INSTRUCTIONS FOR THE TASK> Return every record in full. Match each one exactly.
+---+
Issue #1762, opened 2018-05-02
Plugin/Forward - ability to access the Proxy from external plugin


fturib:
### Enhancement

For an external plugin, we need to get access to functions of the FORWARD package that are currently private:

- forward.list() - list all the upstream connection defined 
- proxy.connect(...) - send a DNS msg to the upstream connection

I think it is safe to make this 2 function public.

@ekleiner is currently validating before sending a PR for this enhancement.

### Context

We developed an external plugin dedicated for our use case. It is monitoring the upstream connection of a PROXY plugin.
We would like to move that monitoring over an upstream connection of a FORWARD plugin.

our plugin is a kind of superset of the "health check", but we have very specific options tied to our use case 
- DNS query is kind of dedicated
- We need to handle reporting and event when the connection if found down or not healthy.

miekg:
[ Quoting <notifications@github.com> in "[coredns/coredns] Plugin/Forward - ..." ]
>### Enhancement
>
>For an external plugin, we need to get access to functions of the FORWARD package that are currently private:
>
>- forward.list() - list all the upstream connection defined
>- proxy.connect(...) - send a DNS msg to the upstream connection
>
>I think it is safe to make this 2 function public.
+---+
EXERCISE RESPONSE>
Issue #1762, opened 2018-05-02
Plugin/Forward - ability to access the Proxy from external plugin


fturib:
### Enhancement

For an external plugin, we need to get access to functions of the FORWARD package that are currently private:

- forward.list() - list all the upstream connection defined 
- proxy.connect(...) - send a DNS msg to the upstream connection

I think it is safe to make this 2 function public.

@ekleiner is currently validating before sending a PR for this enhancement.

### Context

We developed an external plugin dedicated for our use case. It is monitoring the upstream connection of a PROXY plugin.
We would like to move that monitoring over an upstream connection of a FORWARD plugin.

our plugin is a kind of superset of the "health check", but we have very specific options tied to our use case 
- DNS query is kind of dedicated
- We need to handle reporting and event when the connection if found down or not healthy.

miekg:
[ Quoting <notifications@github.com> in "[coredns/coredns] Plugin/Forward - ..." ]
>### Enhancement
>
>For an external plugin, we need to get access to functions of the FORWARD package that are currently private:
>
>- forward.list() - list all the upstream connection defined
>- proxy.connect(...) - send a DNS msg to the upstream connection
>
>I think it is safe to make this 2 function public.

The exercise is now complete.